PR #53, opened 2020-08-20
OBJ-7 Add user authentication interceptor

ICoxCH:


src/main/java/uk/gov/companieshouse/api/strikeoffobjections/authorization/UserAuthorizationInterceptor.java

##########

So that the data stays intact, repeat all of it exactly.

_REPLY_
PR #53, opened 2020-08-20
OBJ-7 Add user authentication interceptor

ICoxCH:


src/main/java/uk/gov/companieshouse/api/strikeoffobjections/authorization/UserAuthorizationInterceptor.java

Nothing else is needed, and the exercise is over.